*** Opening of Provided material ***

PR #2282, opened 2019-05-14
ENYO-5964: Restore full height Scrollable

Djspaceg:
### Checklist

This reverts code added by a previous commit to restore dropdown's sizing

### Additional Considerations
I'm unclear as to what this change was made to support, or what the consequences outside of dropdown are for reverting this.

### DIFF
--- a/packages/ui/Scrollable/Scrollable.module.less
+++ b/packages/ui/Scrollable/Scrollable.module.less
@@ -17,6 +17,7 @@
 		display: flex;
 		width: 100%;
 		height: 100%;
+		min-height: 0;
 		flex: auto;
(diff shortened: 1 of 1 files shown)


webOS101:
This fix was added so that the scroller would show the horizontal scrollbars.  The sizing was being handled by the `flex`.  Here's the original PR: https://github.com/enactjs/enact/pull/2260

0x64:
Tested. LGTM!

Djspaceg:
As a general note for the future, I'd like to switch our custom implementations of flex in various places in the framework to Layout/Cell, since flex has so many invisible gotchas that are hard to check in every instance.

PR #2283, opened 2019-05-14
ENYO-5975: Fix Disabled+Focused IconButton and Switch

Djspaceg:
as well as large-text Switch

### Checklist

IconButton and Switch are too translucent when disabled and focused.
Switch is misshapen when in large-text mode.

### Resolution
Updated/simplified the disabled focused rules for IconButton and Switch, added proper sizes for Switch in large-text mode

### DIFF
--- a/packages/moonstone/Switch/Switch.module.less
+++ b/packages/moonstone/Switch/Switch.module.less
@@ -123,10 +123,6 @@
 		.toggleIcon {
 			.applySkins({
 				opacity: @moon-disabled-opacity;
-
-				// .disabled({
-				// 	opacity: 1;
-				// });
 			});
 		}
 	});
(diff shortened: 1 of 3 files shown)


packages/moonstone/Switch/Switch.module.less
```diff
@@ -101,13 +118,16 @@
...
-			opacity: @moon-disabled-opacity;
-		});
-	}
-});
+	.disabled({
+		.toggleIcon {
+			.applySkins({
+				opacity: @moon-disabled-opacity;
+
+				// .disabled({
```
ryanjduffy: Is this needed?

Djspaceg: "needed" may be an overstatement. It can be safely removed.

ryanjduffy:
Looks like the switch doesn't _quite_ make it when selected :soclose:

image

PR #2286, opened 2019-05-14
PLAT-78725:  Fix VirtualGridList to work properly with `wrap` prop

0x64:
### Checklist

`wrap` feature is broken after #2239. (A kind of regression)

### Resolution
Added missing condition.

### Additional Considerations
Fixed the regression before any release, so there is no change log.

### Links
PLAT-78725


seunghoh:
LGTM

ryanjduffy:
I'm expecting this is broken in `develop`. If so, this should either be retargeted to `develop` or cherry picked back there after merging.

webOS101:
I believe this regression was introduced when we removed the disabled skipping code.  But, I can't test VGL on `develop` right now.

ryanjduffy:
Based on @webOS101 and @0x64 comments that this was regression from #2239, this is the right branch for the fix. :nothingtodohere:

webOS101:
Confirmed issue does not reproduce on `develop`.

PR #2287, opened 2019-05-15
ENYO-5961: Fix slider to not scroll viewport on touch platforms

ryanjduffy:

### Checklist

Dragging a Slider on touch platforms would scroll the viewport (if it could scroll).

### Resolution
Add `touch-action: none` to slider to prevent scroller when interacting.

### Additional Considerations
Does allow scrolling when the slider is disabled. It _shouldn't_ scroll the sampler in this case either but that's a side effect of the sampler being a tad larger than the viewport. I have not fixed that issue here since it is sampler-specific and not a priority.


webOS101:
This seems OK... but would it have been better to just prevent the default action inside the scroller so that it has no effect or to prevent it from bubbling out?

ryanjduffy:
I'd expect that it would be broken in 2.5.2 as well but I didn't test.

webOS101:
you are correct, sadly.

ryanjduffy:
It should when we cherry pick. I put it in that section

PR #2296, opened 2019-05-17
ENYO-5986: Fix the color of the translucent family of buttons

Djspaceg:
### Checklist

The background colors for translucent and lightTranslucent Buttons are incorrect.

### Resolution
Updated translucent and lightTranslucent background colors in light and dark skins to match the design-intent.

In dark skin, the lightTranslucent button should appear identical to the normal button when on the default black background. Conversely, the sight skin translucent button should appear identical to the normal button when on the standard off-white background. All versions should have a translucent background, through which, you can see a background-image, if one is present behind the button.

### DIFF
--- a/packages/moonstone/Button/Button.module.less
+++ b/packages/moonstone/Button/Button.module.less
@@ -257,11 +257,11 @@
 		}
 
 		&.translucent .bg {
-			background-color: fade(@moon-button-bg-color, @moon-button-translucent-opacity);
+			background-color: @moon-button-translucent-bg-color;
 		}
 
 		&.lightTranslucent .bg {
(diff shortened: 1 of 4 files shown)


ryanjduffy:
I do wonder how clear those differences are to authors as it seems unpredictable that translucent == normal on a light background but lightTranslucent == normal on the black background.

Djspaceg:
Honestly, it's not predictable if you haven't seen/tried the visuals, since it's more "color theory" than something that's obviously intuitive. A gray thing on a black background could be opaque gray or translucent white and visually appear the same. Conversely, a gray thing on a white background could be opaque gray or translucent black, and visually appear the same. This is the basis for these properties/values. It would be nice to have agnostic terms, or auto-flipping terms, but I fear that would just make it more confusing.

PR #2297, opened 2019-05-17
PLAT-78894: Updated caret color for latest designs

Djspaceg:
### Checklist

Caret color is too pink.

### Resolution
Caret color has been reverted to natural (default) state.

This is based on #2293 to allow validation of the caret color on a non-white background color. It's not 💯 necessary, but this hierarchy is helpful for testing.


ryanjduffy:
I'm confused how I didn't see the regression in the last ticket as I distinctly remember focusing the decorator and seeing the outline with a black bg. Nevertheless, I could see it broken now but fixed with this PR. 🤷‍♂

PR #2301, opened 2019-05-20
PLAT-78786: Fix 5way navigation in VirtualList

germboy:
### Checklist

There are some cases where 5way navigation in a VirtualList does not behave as expected

### Resolution
When a VirtualList calculates the next target to set focus, there were cases where it was not taking into account whether there were available controls to focus before attempting to set focus to them (whether the controls were disabled or no further controls were available in the specified direction).

I've attempted to modify how VirtualList decides where focus should change to by determining whether or not spottable controls are first available in the 5way direction pressed. It's tough determining where to set focus in some cases where there are disabled components - strictly from a VirtualList POV - since we want to set focus on the nearest eligible component using spotlight proximity rules. In cases where the next target is disabled, we fallback to allowing spotlight to move focus where appropriate. 

There are other things to consider, whether or not any further controls are disabled and if/when wrapping should take place. There may be other edge-cases that need to be considered that I am not aware of or have not come across. Thorough testing of this proposed change would be appreciated.

### DIFF
--- a/packages/moonstone/VirtualList/VirtualListBase.js
+++ b/packages/moonstone/VirtualList/VirtualListBase.js
@@ -503,33 +503,42 @@ const VirtualListBaseFactory = (type) => {
 		}
 
 		getNextIndex = ({index, keyCode, repeat}) => {
-			const {dataSize, rtl, wrap} = this.props;
+			const {dataSize, isItemDisabled, rtl, wrap} = this.props;
 			const {isPrimaryDirectionVertical, dimensionToExtent} = this.uiRefCurrent;
+			const column = index % dimensionToExtent;
+			const row = (index - column) % dataSize / dimensionToExtent;
 			const isDownKey = isDown(keyCode);
 			const isLeftMovement = (!rtl && isLeft(keyCode)) || (rtl && isRight(keyCode));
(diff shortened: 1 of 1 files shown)


packages/moonstone/VirtualList/VirtualListBase.js
```diff
@@ -579,11 +588,17 @@ const VirtualListBaseFactory = (type) => {
 				} else {
 					this.isScrolledBy5way = true;
 
-					if (isWrapped && wrap === true) {
+					if (isWrapped) {
```
ryanjduffy: Refactoring suggestion. Thoughts?

```js
					this.isWrappedBy5way = isWrapped;
					if (isWrapped && wrap === true && (
						this.uiRefCurrent.containerRef.current.querySelector(`[data-index='${nextIndex}'].spottable`) == null
					)) {
						this.pause.pause();
						target.blur();
					} else {
						this.focusOnItem(nextIndex);
					}
```

germboy: I like it - still appears to cover all the bases. Allowing `isWrapped` to set the value for `this.isWrappedBy5way` really allows that bit to be cleaned up nicely :nice:

PR #315, opened 2020-06-15
Add support for AnyAsync and AllAsync

brantburnett:
Motivation
----------
Support asynchronous queries which test a predicate against query
results.

Modifications
-------------
Create extension methods, expression nodes, and result operators for
AnyAsync and AllAsync.

Add tests for the async methods and reorganize tests for the sync
methods.

Results
-------
AnyAsync or AllAsync may be called on IQueryable and they function
correctly so long as the IQueryable is from a CollectionContext.

Relates to #281


jeffrymorris:
Thanks Brant

PR #316, opened 2020-06-16
Add support for SumAsync

brantburnett:
Motivation
----------
Support asynchronous queries which return sums.

Modifications
-------------
Create extension methods, an expression node, and a result operator to
handle SumAsync.

Add tests for the async methods.

Results
-------
SumAsync may be called on IQueryable and will function correctly so long
as the IQueryable is from a CollectionContext.

Relates to #281


jeffrymorris:
Thanks!

Issue #324, opened 2020-07-04
Use cluster scoping for shared services


brantburnett:
The current singleton approach for shared services like IDocumentFilterManager is not a great approach. It makes it difficult for consumers to unit test, and prevents different clusters from having different configurations within the same process.

Once (and if) http://review.couchbase.org/c/couchbase-net-client/+/131883 is merged, we can look at improving the approach using cluster scoped services.

- [X] DocumentFilterManager
- [ ] Serialization providers for enums, DateTimes, and customization

PR #329, opened 2020-07-26
Move DocumentFilterManager into cluster DI container

brantburnett:
Motivation
----------
Make the DocumentFilterManager scoped to the cluster instead of a
static singleton. This will better support multiple clusters which may
have different requirements, as well as unit testing injection.

Modifications
-------------
Rewrite DocumentFilterManager to be an instance class instead of a
singleton. Perform some cleanup as well, such as making
DocumentFilterSet truly immutable, using nullable ref types, and fixing
up the XML doc comments.

Create extensions for ClusterOptions that register Linq2Couchbase on the
cluster services and allow extensibility.

Update some of the documentation with a modern example

Results
-------
DocumentFilterManager now lives on the ICluster.ClusterServices for
each cluster, with independent configuration.

To use Linq2Couchbase, AddLinq *must* be called on ClusterOptions prior
to connecting to the cluster.

Relates to #324

### DIFF
--- a/README.md
+++ b/README.md
@@ -1,69 +1,75 @@
-Linq2Couchbase
-==================
+# Linq2Couchbase
 
 [![Join the chat at https://gitter.im/couchbaselabs/Linq2Couchbase](https://badges.gitter.im/couchbaselabs/Linq2Couchbase.svg)](https://gitter.im/couchbaselabs/Linq2Couchbase?utm_source=badge&utm_medium=badge&utm_campaign=pr-badge&utm_content=badge)
-[![Build status](https://ci.appveyor.com/api/projects/status/urml45drbj7781it?svg=true)](https://ci.appveyor.com/project/Couchbase/linq2couchbase)
+![.NET Core](https://github.com/couchbaselabs/Linq2Couchbase/workflows/.NET%20Core/badge.svg)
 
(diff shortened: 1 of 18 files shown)


brantburnett:
@mgroves I'd also like your opinion on this PR, in terms of client usability. I think it's a lot more extensible and functional long-term, but it does carry the downside that AddLinq must be called on ClusterOptions when connecting to the cluster. I think it's worth it, given how it meshes with the .NET Core style, but welcome second opinions. See the updated README.md in the PR for an example.

README.md
```diff
@@ -1,69 +1,75 @@
...
+        options.Password = "password";
 
-    var context = new BucketContext(ClusterHelper.GetBucket("travel-sample"));
+        options.AddLinq();
+    });
+
+    // Wait until the cluster is bootstrapped
+    await cluster.WaitUntilReadyAsync(TimeSpan.FromSeconds(10));
+
+    var context = new BucketContext(await cluster.BucketAsync("travel-sample"));
```
jeffrymorris, line 48: Should Cluster have an extension method that creates BucketContexts? 

`cluster.GetBucketContext(string name)` or `cluster.GetQueryContext(string bucketName)`?

Open to counter-ideas here.

brantburnett: That could be interesting. I'd probably go with CreateBucketContext to make clear it's making a new one. I'd also think an extension on IBucketProvider from the DI extensions would be good, too. Feels like a separate PR, though.

jeffrymorris: @brantburnett - this ready for review?

brantburnett: I think so, up to you if you want me to add more to it now or in a separate PR.

PR #352, opened 2021-08-03
Use JSON-style string escaping

### LINKED ISSUE #348: ParsingFailureExceptions thrown when creating brewery_id index in Couchbase.Linq.IntegrationTests
While upgrading the CouchbaseNetClient dependency to 3.2.0, a number of integration tests (JoinTests_InnerJoin_IndexJoin, JoinTests_LeftJoin_IndexJoin, etc) are failing with ParsingFailureExceptions. For example the request:

```
{"statement":"CREATE INDEX brewery_id ON beer-sample(brewery_id) USING GSI WITH {\"defer_build\":False};","client_context_id":"07f299f0-0ac5-4ddd-bf2c-aac64fb3e777"}
```
Fails with the following response:

```
{
"requestID": "127a687a-bd85-4db5-8437-8a87e2f4a1d1",
"clientContextID": "07f299f0-0ac5-4ddd-bf2c-aac64fb3e777",
"errors": [{"code":3000,"msg":"syntax error - at -"}],
"status": "fatal",
"metrics": {"elapsedTime": "578.8µs","executionTime": "468.4µs","resultCount": 0,"resultSize": 0,"serviceLoad": 2,"errorCount": 1}
}
```

The issue appears to be that the bucket name is not being escaped with back ticks: "beer-sample" should be ``"`beer-sample`"``. This can be confirmed by running the query in the request in the query console in CB.

Note this happens for 3.0.7 and for 3.2.0 versions and I suspect all 3.X versions.

@brantburnett shouldn't this escaping be happening by the `N1QlHelpers.EscapeIdentifier`: https://github.com/couchbaselabs/Linq2Couchbase/blob/master/Src/Couchbase.Linq/QueryGeneration/N1QLQueryModelVisitor.cs#L137

Note that you may have to drop brewer_id index first: DROP INDEX brewery_id on `beer-sample

Jeff

brantburnett:
Motivation
----------
The current approach to string escaping causes problems if a backslash
is included, and also can't handle special characters like tab or CR.

Modifications
-------------
Serialize string and character constants to the N1QL query using a JSON
serializer.

Also change some other locations rendering strings to use double quotes
for consistency.

Results
-------
String and character constant expressions now support the full set of
characters supported by JSON.

Strings now appear on the query wrapped in double quotes instead of
single quotes.

Fixes #348

### DIFF
--- a/Src/Couchbase.Linq.UnitTests/QueryGeneration/AggregateTests.cs
+++ b/Src/Couchbase.Linq.UnitTests/QueryGeneration/AggregateTests.cs
@@ -492,7 +492,7 @@ namespace Couchbase.Linq.UnitTests.QueryGeneration
                 "FROM `default` as `Extent1` " +
                 "INNER JOIN `default` as `Extent2` ON (`Extent1`.`brewery_id` = META(`Extent2`).id) " +
                 "GROUP BY `Extent2`.`name` " +
-                "HAVING (`Extent2`.`name` >= 'N')";
+                "HAVING (`Extent2`.`name` >= \"N\")";
 
             var n1QlQuery = CreateN1QlQuery(mockBucket.Object, query.Expression);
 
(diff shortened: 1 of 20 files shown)


jeffrymorris (approved):

jeffrymorris:
Thanks Brant!

PR #360, opened 2021-11-18
Added support of DateTimeOffset in N1QlFunctions

kapral:
Adding overloads of `N1QlFunctions` which work with `DateTime` to support `DateTimeOffset` too.

I couldn't find how test data should be set up for functional tests, so assuming it's done manually.


brantburnett (approved):
Thanks for the submission, looks good!

kapral:
@brantburnett Thanks for merging this!

Any insight on when a new nuget package goes out? We need this and collections support too.

jeffrymorris:
@kapral 

Were planning on releasing a new NuGet package in the next couple of weeks, likely the 2nd week of Dec.

Jeff

PR #366, opened 2023-05-26
Fix Crash in .net 4.8

mdegroux:


brantburnett:
@mdegroux Thank you so much for the analysis and even more for giving us a PR for it. I'm not in charge of cutting releases but I'll prod in that direction.

mdegroux:
Tanks keep me informed of the build please 🙏

Issue #371, opened 2023-10-18
Issue when querying dates


mdegroux:
Hi,

We found an issue when we query dates on computer whose local is not en-us
In france, the locale is fr-fr and the decimal separator is not a . (dot) but a , (comma)

Consider the document class 
```csharp
    public class MyDocument
    {
        public DateTime SnapshotTimeUtc { get; set; }
    }
```

Consider the linq query
```csharp
IQueryable<MyDocument> query = context.Query<MyDocument>().Where(c => c.snapshotTimeUtc < DateTime.Now.AddDays(-1));
```

When we execute it, it throws the exception

> Couchbase.Core.Exceptions.ParsingFailureException
>   HResult=0x80131500
>   Message=syntax error - line 1, column 138, near 'tc`) < 1697533605453', at: , [3000]
>   Source=Couchbase.NetClient
>   StackTrace:
>    at Couchbase.Query.QueryResultExtensions.ThrowExceptionOnError[T](IQueryResult`1 result, QueryErrorContext context) in C:\temp\couchbase-net-client-master\src\Couchbase\Query\QueryResultExtensions.cs:line 137
>    at Couchbase.Query.QueryClient.<ExecuteQuery>d__14`1.MoveNext() in C:\temp\couchbase-net-client-master\src\Couchbase\Query\QueryClient.cs:line 258
>    at System.Runtime.CompilerServices.TaskAwaiter.ThrowForNonSuccess(Task task)
>    at System.Runtime.CompilerServices.TaskAwaiter.HandleNonSuccessAndDebuggerNotification(Task task)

*** Close of Provided material ***

### Task
Reproduce exactly the lines above from the line with "Use cluster scoping for shared services" to the line with "The current singleton", including both, and add nothing.

### Expected output
Use cluster scoping for shared services


brantburnett:
The current singleton approach for shared services like IDocumentFilterManager is not a great approach. It makes it difficult for consumers to unit test, and prevents different clusters from having different configurations within the same process.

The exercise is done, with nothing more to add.